Should the situation take an unpredicted turn, the consequences for the Bitcoin market may worsen, with the failure of DCG as an investment vehicle being especially notable.
Checkmate, the main on-chain analyst at Glassnode, described current occurrences by saying that DCG was continuing to“blow up in slow motion.”
“And Bitcoin price is basically a stablecoin,” he added.
“2023 all depends on DCG at this point,”The Invest and Prosper newsletter’s creator, Justin Herberger, predicts
“If they somehow collapse, it’s gonna get ugly. That could be our last leg down to 85% draw down from Bitcoin ATH’s.”
Miners snap a major selling slump
An already precarious situation was made worse by the BTC price decline that followed the FTX implosion. Bitcoin miners have been under observation for the majority of 2022.
In order to be financially viable, miners started to sell off their stored Bitcoin, and on-chain metrics quickly issued a warning that a miner “capitulation” was already happening.
However, neither the size of the sell-off nor its duration proved to be a serious problem, and the situation has lately calmed, as CoinRegency reported.
“The heavy sell pressure from Bitcoin miners that has barraged the market for the last 4 months has finally subsided for now,”This weekend, William Clemente, the creator of the crypto research business Reflexivity, summarised information from the on-chain analytics company Glassnode.
The information displayed the 30-day net position change for Bitcoin miners, which was actually starting to rise compared to the previous month.
The data showed the Bitcoin miners’ 30-day net position change, which was actually beginning to increase relative to the previous month.
The analyst at cryptocurrency research and consultancy business Quantum Economics, Jan Wuestenfeld, was equally optimistic about the current situation when looking at Bitcoin’s hash rate, or the anticipated processing power devoted to mining.
“It is crazy how the hashrate, albeit miners coming under heavy pressure, has only corrected a bit over the last two months of 2022 and now is even increasing considering the 30-day moving average,”he noted.
Last week, the network difficulty of Bitcoin was revised downward by roughly 3.6% to account for a decline in mining activity. However, the most recent prediction from BTC.com states that the upcoming adjustment would eliminate those losses and raise the difficulty level by 9%, setting a new record.
“Extreme fear” meets 18-month lows in cryptocurrency volume
The Crypto Fear & Greed Index indicates that the sentiment in the cryptocurrency market is as ambiguous as ever over the near-term prognosis.
The Index, which creates a sentiment score from a collection of weighted triggers, slipped back into the top of its most pessimistic category, “severe fear,” over the weekend., “extreme fear.”
Despite being a first for 2023, “extreme fear” is not unfamiliar to seasoned market watchers who saw sentiment last year as it spent the longest period of time ever in the lowest zone of the Index.
However, involvement with cryptocurrency seems noticeably limited at the present price levels.
Since mid-2020, the volume of transactions involving cryptocurrencies has been at its lowest, according to research firm Santiment.

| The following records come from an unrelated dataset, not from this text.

PR #58, opened 2022-08-23
Support individual environment resources

ecklf:


client/environment_variables_get.go
```diff
@@ -32,3 +32,25 @@ func (c *Client) getEnvironmentVariables(ctx context.Context, projectID, teamID
 	err = c.doRequest(req, &envResponse)
 	return envResponse.Env, err
 }
+
+func (c *Client) GetEnvironmentVariable(ctx context.Context, projectID, teamID, envID string) (e EnvironmentVariable, err error) {
+	url := fmt.Sprintf("%s/v1/projects/%s/env/%s?decrypt=true", c.baseURL, projectID, envID)
```
dglsparsons, line 37: can we check if this needs the `decrypt=true` parameter?

client/project_create.go
```diff
@@ -27,6 +27,17 @@ type EnvironmentVariable struct {
 	ID        string   `json:"id,omitempty"`
 }
 
+// type?: "system" | "secret" | "encrypted" | "plain"
```
dglsparsons, line 30: remove this :)

vercel/resource_project_environment_variable.go
```diff
@@ -0,0 +1,239 @@
...
+	"github.com/hashicorp/terraform-plugin-framework/diag"
+	"github.com/hashicorp/terraform-plugin-framework/provider"
+	"github.com/hashicorp/terraform-plugin-framework/resource"
+	"github.com/hashicorp/terraform-plugin-framework/tfsdk"
+	"github.com/hashicorp/terraform-plugin-framework/types"
+	"github.com/hashicorp/terraform-plugin-log/tflog"
+	"github.com/vercel/terraform-provider-vercel/client"
+)
+
+type resourceProjectEnvironmentVariableType struct{}
```
dglsparsons, line 16: you need to wire this in to `provider.go`

vercel/resource_project_environment_variable.go
```diff
@@ -0,0 +1,239 @@
...
+				Type:          types.StringType,
+			},
+			"value": {
+				Required:    true,
+				Description: "The value of the environment variable.",
+				Type:        types.StringType,
+			},
+			"git_branch": {
+				Optional:    true,
+				Description: "The git branch of the environment variable",
```
dglsparsons, line 46: We are inconsistent on whether the Description ends with a full-stop or not. Sorry if you've copy pasted that from existing code, but lets make it consistent :)

vercel/resource_project_environment_variable.go
```diff
@@ -0,0 +1,239 @@
...
+
+type resourceProjectEnvironmentVariableType struct{}
+
+// GetSchema returns the schema information for an project environment variable resource.
+func (r resourceProjectEnvironmentVariableType) GetSchema(_ context.Context) (tfsdk.Schema, diag.Diagnostics) {
+	return tfsdk.Schema{
+		Description: `
+Provides a Project Environment Variable resource.
+
+An Project Environment Variable resource allows to add an environment variable to a Vercel project `,
```
dglsparsons, line 24: `allows to add` doesn't make sense gramatically here. Could we also link to the Vercel documentation for Environment Variables? https://vercel.com/docs/concepts/projects/environment-variables

vercel/resource_project_environment_variable.go
```diff
@@ -0,0 +1,239 @@
...
+	}
+
+	out, err := r.p.client.GetEnvironmentVariable(ctx, state.ProjectID.Value, state.TeamID.Value, state.ID.Value)
+
+	if client.NotFound(err) {
+		resp.State.RemoveResource(ctx)
+		return
+	}
+
+	if err != nil {
```
dglsparsons, line 141: nit: 

I'd probably remove the whitespace between the operation and it's error handling. This just gives a subtle hint that they are related as it keeps them logically grouped.
So: 
```suggestion
	out, err := r.p.client.GetEnvironmentVariable(ctx, state.ProjectID.Value, state.TeamID.Value, state.ID.Value)
	if client.NotFound(err) {
		resp.State.RemoveResource(ctx)
		return
	}
	if err != nil {
```

vercel/resource_project_environment_variable.go
```diff
@@ -0,0 +1,239 @@
...
+	if resp.Diagnostics.HasError() {
+		return
+	}
+
+	var state ProjectEnvironmentVariable
+	diags = req.State.Get(ctx, &state)
+	resp.Diagnostics.Append(diags...)
+	if resp.Diagnostics.HasError() {
+		return
+	}
```
dglsparsons, line 182: You don't use `state` after reading it (this is only necessary if we want to work out what has changed). Since we just upsert I think you only care about the `plan` here.

vercel/resource_project_environment_variable_model.go
```diff
@@ -0,0 +1,53 @@
+package vercel
+
+import (
+	"github.com/hashicorp/terraform-plugin-framework/types"
+	"github.com/vercel/terraform-provider-vercel/client"
+)
+
+// Alias represents the terraform state for an alias resource.
+// EnvironmentItem reflects the state terraform stores internally for a project's environment variable.
+type ProjectEnvironmentVariable struct {
```
dglsparsons, line 10: Comments mismatch here.

client/environment_variables_get.go
ecklf: Yeah we don't need that

dglsparsons (approved):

“Altcoin volume is particularly low,”An accompanying chart said in a note.
However, involvement with cryptocurrency seems noticeably limited at the present price levels.
Since mid-2020, the volume of transactions involving cryptocurrencies has been at its lowest, according to research firm Santiment.
“Altcoin volume is particularly low,” said a note next to a graphic.
However, separate data from CryptoQuant found that whale selling had also dropped since December, perhaps forming a pattern and having a “positive effect on market sentiment.” This data was reported by well-known social media analyst CryptoBitcoinChris.